Forum portalu turystyka-gorska.pl
http://turystyka-gorska.pl/

szczyt zdobyty czy nie zdobyty?
http://turystyka-gorska.pl/viewtopic.php?f=4&t=14126
Strona 3 z 13

Autor:  kaziuuu [ Śr paź 03, 2012 4:11 pm ]
Tytuł: 

Widziałem już to zdjęcie, ale za każdym razem robi wrażenie 8)
http://wypoczynek.turystyka.pl/wysokie.html

Autor:  grubyilysy [ Śr paź 03, 2012 4:11 pm ]
Tytuł: 

! napisał(a):
...to jest szczyt zanim wybudowano to co wybudowano.
Obrazek

No to k..a, nie byłem na szycie Łomnicy... :evil:
(Za to rozłożyć się dwa metry od niego i wp..lić drugie śniadanie to i owszem.)
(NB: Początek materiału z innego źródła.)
PR #13039, opened 2026-02-26
fix(ai-proxy): support Anthropic token field names in openai-base driver

iakuf:
## Summary

When using `openai-compatible` provider with Anthropic-format endpoints
(e.g. DeepSeek's `/anthropic/v1/messages`), the upstream returns
`input_tokens`/`output_tokens` instead of `prompt_tokens`/`completion_tokens`.

This causes `$llm_prompt_tokens` and `$llm_completion_tokens` to always be 0.

## Changes

Add fallback support for Anthropic field names in both streaming and
non-streaming paths of `openai-base.lua`:

- `prompt_tokens = usage.prompt_tokens or usage.input_tokens or 0`
- `completion_tokens = usage.completion_tokens or usage.output_tokens or 0`

This is fully backward compatible — OpenAI-format responses are unaffected.

### DIFF
--- a/apisix/plugins/ai-drivers/openai-base.lua
+++ b/apisix/plugins/ai-drivers/openai-base.lua
@@ -131,12 +131,12 @@ local function read_response(conf, ctx, res, response_filter)
                         core.log.info("got token usage from ai service: ",
                                             core.json.delay_encode(data.usage))
                         ctx.llm_raw_usage = data.usage
+                        local pt = data.usage.prompt_tokens or data.usage.input_tokens or 0
+                        local ct = data.usage.completion_tokens or data.usage.output_tokens or 0
                         ctx.ai_token_usage = {
-                            prompt_tokens = data.usage.prompt_tokens
-                                            or data.usage.input_tokens or 0,
-                            completion_tokens = data.usage.completion_tokens
-                                               or data.usage.output_tokens or 0,
-                            total_tokens = data.usage.total_tokens or 0,
+                            prompt_tokens = pt,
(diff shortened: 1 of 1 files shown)


iakuf:
This PR fixes token usage statistics when using openai-compatible provider 
with Anthropic-compatible endpoints (e.g. DeepSeek's /anthropic/v1/messages).
Anthropic format uses input_tokens/output_tokens instead of 
prompt_tokens/completion_tokens, causing $llm_prompt_tokens to always be 0.

Baoyuantop:
Hi @iakuf, test cases need to be added for the current changes.

moonming (changes requested):
Hi @iakuf, thanks for this small but useful fix!

Supporting Anthropic's token field names (`input_tokens`/`output_tokens`) alongside OpenAI's (`prompt_tokens`/`completion_tokens`) in the openai-base driver is reasonable — it provides a fallback when the response uses Anthropic's naming convention.

**One question**: Does this change affect how tokens are counted in Prometheus metrics? We want to make sure the `apisix_ai_llm_token_usage` metric correctly captures tokens regardless of which field name the upstream uses.

**Also**: The 12-line change is clean, but could you add a brief test case showing that Anthropic-style token fields are correctly parsed?

Thanks!

Baoyuantop:
Hi @iakuf, following up on the previous review comments. Please let us know if you have any updates. Thank you.

Baoyuantop:
fixed in https://github.com/apache/apisix/pull/13170

PR #13042, opened 2026-02-27
test(aws): correct secret path and test

janiussyafiq:
### Description

Fixed incorrect secret paths in AWS secrets manager tests that were causing test failures.

**Problem**
The test file `t/secret/aws.t` had incorrect secret reference paths in TEST 8. The paths included an extra `/key` suffix that doesn't exist in the actual secret structure and missing the secret's name `apisix-key`.
https://github.com/apache/apisix/blob/3ccbfd6e4678834585af3b4a7198982c5d020034/t/secret/aws.t#L269-L271

According to the CI setup script, LocalStack creates the secret with this structure:
  ```json
  {"jack":"value"}
```
  https://github.com/apache/apisix/blob/3ccbfd6e4678834585af3b4a7198982c5d020034/ci/init-common-test-service.sh#L25

To access the value for jack, the correct path should be:
- `$secret://aws/mysecret/apisix-key/jack` instead of `$secret://aws/mysecret/jack/key` (incorrect - has extra /key and missing /apisix-key)

Changes:
1. Fixed secret reference paths in TEST 8 (lines 270, 282, 297, 308) by removing the invalid /key suffix
2. Corrected the expected response body to match actual test behavior (the second fetch happens after the secret is deleted, so it returns nil)

This ensures the tests correctly validate AWS Secrets Manager integration functionality.

Fixes #

### Checklist

### DIFF
--- a/t/secret/aws.t
+++ b/t/secret/aws.t
@@ -267,7 +267,7 @@ GET /t
                     "username": "jack",
                     "plugins": {
                           "key-auth": {
-                            "key": "$secret://aws/mysecret/jack/key"
+                            "key": "$secret://aws/mysecret/apisix-key/jack"
                         }
                     }
                 }]]
@@ -279,7 +279,10 @@ GET /t
 
 
             local secret = require("apisix.secret")
-            local value = secret.fetch_by_uri("$secret://aws/mysecret/jack/key")
+            local value, err = secret.fetch_by_uri("$secret://aws/mysecret/apisix-key/jack")
+            if value then
+                ngx.say("secret value: ", value)
+            end
 
 
             local code, body = t('/apisix/admin/secrets/aws/mysecret', ngx.HTTP_DELETE)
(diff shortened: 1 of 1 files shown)

### CODE REVIEW

File: t/secret/aws.t [hunk 1]
```diff
@@ -305,12 +308,14 @@ GET /t
             end
 
             local secret = require("apisix.secret")
-            local value = secret.fetch_by_uri("$secret://aws/mysecret/jack/key")
-            if value then
-                ngx.say("secret value: ", value)
+            local value, err = secret.fetch_by_uri("$secret://aws/mysecret/apisix-key/jack/key")
+            if err then
+                ngx.say(err)
```
shreemaan-abhishek, line 313:
```suggestion
                ngx.say(err)
                return
```

if we detect an error we should return so that `ngx.say("all done")` is not executed. This is a common mistake we make when writing tests using test::nginx.

janiussyafiq: @shreemaan-abhishek however the err there was expected since we deleted the mysecret hence value should be nil, or is there a cleaner approach?

shreemaan-abhishek: oh okay my bad

Baoyuantop (approved):

PR #13048, opened 2026-02-28
feat(ai-proxy): support automatic protocol translation from Claude to OpenAI

moonming:
## Why this PR?

This PR introduces an Automatic Protocol Translation feature to the `ai-proxy` plugin. This feature enables the APISIX API Gateway to automatically detect AI requests that are directed to the `/v1/messages` endpoint (which is the standard Claude API format), translate the request into the OpenAI format (`/v1/chat/completions`), forward the request to an OpenAI-compatible upstream provider, and lastly translate the response back into the Claude API format.

This allows AI clients, extensions, and tooling that strictly rely on the Claude API format to seamlessly work with any backend models exposed through OpenAI-compatible APIs behind APISIX, expanding integration possibilities without requiring changes on the client side.

## What this PR does?

- Added a new module `apisix/plugins/ai-proxy/converter/claude_to_openai.lua` containing the core logic to convert JSON requests, JSON responses, and SSE streaming chunks between Claude and OpenAI formats.
- Updated `apisix/plugins/ai-proxy/base.lua` to automatically detect requests targeting `/v1/messages` and set a context flag.
- Updated `apisix/plugins/ai-drivers/openai-base.lua` to invoke the converter functions before sending the request and during response processing (for both standard and streaming paths) when the flag is present.
- Wrote an end-to-end `test::nginx` test suite in `t/plugin/ai-proxy-claude.t`, covering:
  - Standard Chat Requests
  - Complex System Prompts (Array format)
  - Streaming SSE Responses
  - Abnormal Requests (e.g. missing messages array)
- Added documentation for the new feature in `docs/en/latest/plugins/ai-proxy.md`, including a Mermaid architecture sequence diagram and concrete usage examples.

### DIFF
--- a/apisix/plugins/ai-drivers/openai-base.lua
+++ b/apisix/plugins/ai-drivers/openai-base.lua
@@ -16,6 +16,8 @@
 --
 local _M = {}
 
+local claude_converter = require("apisix.plugins.ai-proxy.converter.claude_to_openai")
+
 local mt = {
     __index = _M
 }
@@ -60,6 +62,10 @@ function _M.validate_request(ctx)
         local request_table, err = core.request.get_json_request_body_table()
         if not request_table then
             return nil, err
+        end
+
+        if ctx.ai_client_protocol == "claude" then
+            request_table = claude_converter.convert_request(request_table)
         end
 
         return request_table, nil
@@ -147,6 +153,7 @@ local function read_response(conf, ctx, res, response_filter)
                 ::CONTINUE::
             end
 
+            if ctx.ai_client_protocol == "claude" then chunk = claude_converter.convert_sse_events(ctx, chunk) end
             plugin.lua_response_filter(ctx, res.headers, chunk)
         end
     end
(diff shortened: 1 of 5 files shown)


moonming:
**Architectural Note (self-review)**:

This PR (#13048) and #13050 (anthropic-native driver by @iakuf) address the same need — Anthropic/Claude support — but with different approaches:

- **This PR**: Protocol translation (Claude ↔ OpenAI format conversion) — more general, single code path
- **#13050**: Native Anthropic driver — more efficient, preserves Anthropic-specific features

**My current thinking**: Protocol translation as the default approach, with native drivers as optional optimizations for providers that have significantly different capabilities (like Anthropic's tool use format).

Need to finalize this direction before either PR can move forward. Will update both PRs once the decision is made.

Baoyuantop:
The issues in this PR have been resolved in https://github.com/apache/apisix/pull/13170 and https://github.com/apache/apisix/pull/13181

PR #13050, opened 2026-02-28
feat(ai-proxy-multi): add anthropic-native provider for native Anthropic Messages API

iakuf:
## Summary

Add a new `anthropic-native` driver that speaks the native Anthropic Messages API protocol (`/v1/messages`) directly.

The existing `anthropic` provider uses the OpenAI-compatible driver, which works for basic use cases but cannot handle Anthropic-specific protocol details. The new `anthropic-native` provider addresses this.

## Key differences from `openai-base` driver

- **SSE event types**: handles `message_start`, `content_block_delta`, `message_delta`, `message_stop` (no `[DONE]` sentinel)
- **Token usage fields**: reads `input_tokens`/`output_tokens` instead of `prompt_tokens`/`completion_tokens`
- **Request format**: removes `stream_options` (not supported by Anthropic), injects `anthropic-version` header automatically
- **Response format**: extracts text from `content[].text` array instead of `choices[].message.content`
- **System prompt**: accepts top-level `system` field and flexible `content` types (string or array of content blocks)

## Changes

- `apisix/plugins/ai-drivers/anthropic-native.lua`: new driver implementation
- `apisix/plugins/ai-drivers/schema.lua`: register `anthropic-native` provider with its own request schema
- `t/assets/anthropic-native-response.json`: mock response fixture for tests
- `t/plugin/ai-proxy-multi.anthropic-native.t`: 26 test cases covering non-streaming, streaming, token usage, TTFT, error handling, and schema validation
- `docs/en/latest/plugins/ai-proxy-multi.md`: document the new provider with a usage example

## Testing

All 26 tests pass:

### DIFF
--- a/apisix/plugins/ai-drivers/anthropic-native.lua
+++ b/apisix/plugins/ai-drivers/anthropic-native.lua
@@ -1,0 +1,399 @@
+--
+-- anthropic-native.lua
+-- A driver for the Anthropic Messages API native protocol (/v1/messages).
+-- Handles Anthropic-specific SSE event types, response format, and token usage fields.
+-- Compatible with any endpoint that speaks the native Anthropic protocol,
+-- e.g. api.anthropic.com/v1/messages or api.deepseek.com/anthropic/v1/messages.
+--
+-- Differences from openai-base:
+--   Request:  removes stream_options (not supported), adds anthropic-version header
+--   Response: content[].text  (not choices[].message.content)
+--   SSE text: event=content_block_delta, delta.type=text_delta, delta.text
+--   SSE token: message_start -> input_tokens; message_delta -> output_tokens
+--   SSE end:  event=message_stop  (no [DONE] sentinel)
+--   Token fields: input_tokens / output_tokens  (not prompt_tokens / completion_tokens)
+--
+
+local _M = {}
+
+local mt = { __index = _M }
+
+local CONTENT_TYPE_JSON = "application/json"
+local ANTHROPIC_VERSION = "2023-06-01"
+
+local core    = require("apisix.core")
+local plugin  = require("apisix.plugin")
+local http    = require("resty.http")
+local url     = require("socket.url")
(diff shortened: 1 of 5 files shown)


apisix/plugins/ai-drivers/anthropic-native.lua
```diff
@@ -0,0 +1,399 @@
...
+        if not ok then
+            core.log.warn("failed to keepalive connection: ", ka_err)
+        end
+    end
+
+    return code, body
+end
+
+
+return _M
```
Baoyuantop, line 399: Following the pattern of anthropic.lua or vertex-ai.lua, make the module entry point return openai-base.new(...) or an equivalent instance object.

apisix/plugins/ai-drivers/anthropic-native.lua
```diff
@@ -0,0 +1,399 @@
+--
+-- anthropic-native.lua
```
Baoyuantop, line 2: Requires the inclusion of the Apache Software Foundation standard license header.

moonming (changes requested):
Hi @iakuf, thank you for the substantial work on the anthropic-native provider! This is a significant contribution (1233 lines).

**Context**: There's an ongoing architectural discussion about how to support Anthropic's API:
- **This PR (#13050)**: Adds a native Anthropic driver that speaks the Anthropic Messages API directly
- **#13048**: Takes a protocol translation approach (Claude ↔ OpenAI format conversion)

Both approaches have merit:
- Native driver: More efficient, preserves Anthropic-specific features (tool use, vision, etc.)
- Protocol translation: Simpler to maintain, single code path for request/response handling

**Before we can proceed**, we need to decide on the technical direction. I'll make a decision on this and update both PRs. In the meantime, could you:

1. Address any existing review comments
2. Ensure tests cover the key Anthropic API features (streaming, tool use, vision)
3. Rebase if needed

Thank you for your patience while we sort out the architecture! Your implementation quality is appreciated.

PR #13054, opened 2026-03-01
feat(discovery): add kubernetes discovery data warm-up in master process

ChuanFF:
### Description

This PR introduces a data warm-up mechanism for the Kubernetes discovery module. Previously, APISIX worker processes might start handling traffic before the Kubernetes endpoints cache was fully populated, potentially causing initial request failures due to missing upstream nodes.

With this change, the master process now performs an immediate, synchronous list operation against the Kubernetes API server during initialization (init phase), ensuring that endpoint data is pre-loaded into shared memory before worker processes are spawned.

The warm-up execution is synchronous and blocking but only runs once in the master process during startup. Since it performs a single list request (not watch), the latency impact is minimal and acceptable for initialization phase.

Other types of service discovery, such as Consul, can also implement init() to support the data warm-up.

### Checklist

### DIFF
--- a/apisix/discovery/init.lua
+++ b/apisix/discovery/init.lua
@@ -37,6 +37,16 @@ function discovery.init_worker()
     end
 end
 
+function discovery.init()
+    if discovery_type then
+        for discovery_name, _ in pairs(discovery_type) do
+            if discovery[discovery_name].init then
+                discovery[discovery_name].init()
+            end
+        end
+    end
+end
+
 return {
     version = 0.1,
     discovery = discovery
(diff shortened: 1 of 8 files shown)


ChuanFF:
threre is a bug :https://github.com/apache/apisix/issues/13055, i modify order of `KUBERNETES_CLIENT_TOKEN_FILE` and `KUBERNETES_CLIENT_TOKEN` to avoid bug.

moonming (commented):
Hi @ChuanFF, thank you for the Kubernetes discovery data warm-up!

Pre-loading Kubernetes endpoints in the master process to avoid cold-start 404s in workers is an excellent improvement for Kubernetes deployments. I'll review the implementation in detail shortly.

PR #13061, opened 2026-03-02
fix: Support secrets for client ca

cybersec-jochenarnold:
### Description

Allow secrets like env or secret for client ca in ssl config. 
Useful to fetch ca cert directly from e.g. Vault.

Fixes #13021

### Checklist

### DIFF
--- a/t/node/ssl.t
+++ b/t/node/ssl.t
@@ -30,6 +30,7 @@ BEGIN {
     set_env_from_file('TEST_KEY', 't/certs/apisix.key');
     set_env_from_file('TEST2_CERT', 't/certs/test2.crt');
     set_env_from_file('TEST2_KEY', 't/certs/test2.key');
+    set_env_from_file('TEST_CA_CERT', 't/certs/mtls_ca.crt');
 }
 
 use t::APISIX 'no_plan';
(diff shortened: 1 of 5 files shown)


t/node/ssl.t
janiussyafiq, line 1: I think you can move the test case to `client-mtls.t` https://github.com/apache/apisix/blob/16b9d7e5b611a729c6eb99d3fbca6c8bce71f494/t/node/client-mtls.t, since the test cases involve mTLS (client side verification)

Baoyuantop:
Hi @cybersec-jochenarnold, following up on the previous review comments. Please let us know if you have any updates. Thank you.

moonming (changes requested):
Hi @cybersec-jochenarnold, thank you for this fix!

This addresses the same gap as #13062 — secret references not being resolved in SSL configurations. The client CA case is equally important.

**Suggestion**: To streamline the review process, could you merge this change into #13062? Having both upstream SSL and client CA secret resolution in a single PR would be easier to review and test holistically.

If you'd prefer to keep them separate, that's fine too — just please add test cases for the client CA secret resolution path.

Thank you!

cybersec-jochenarnold:
@moonming Good point—this might also make testing easier, since the two fixes are very similar.

Will be fixed with #13062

Autor:  Madness [ Śr paź 03, 2012 4:11 pm ]
Tytuł: 

kilerus napisał(a):
A tutaj jest przykład jak się wchodzi na Kowadło:
http://www.obiektywni.pl/upload/realp/7 ... 653470.jpg

Zajebista fota!

Autor:  prof.Kiełbasa [ Śr paź 03, 2012 4:15 pm ]
Tytuł: 

kilerus napisał(a):
A tutaj jest przykład jak się wchodzi na Kowadło:
http://www.obiektywni.pl/upload/realp/7 ... 653470.jpg

to jeszcze wersja zimowa :wink:
http://www.fotosik.pl/pokaz_obrazek/b33 ... 7394a.html

http://www.fotosik.pl/pokaz_obrazek/a47 ... 652e2.html

http://imageshack.us/photo/my-images/26/obraz048vx.jpg/

Autor:  prof.Kiełbasa [ Śr paź 03, 2012 4:16 pm ]
Tytuł: 

grubyilysy napisał(a):
! napisał(a):
...to jest szczyt zanim wybudowano to co wybudowano.
Obrazek

No to k..a, nie byłem na szycie Łomnicy... :evil:
(Za to rozłożyć się dwa metry od niego i wp..lić drugie śniadanie to i owszem.)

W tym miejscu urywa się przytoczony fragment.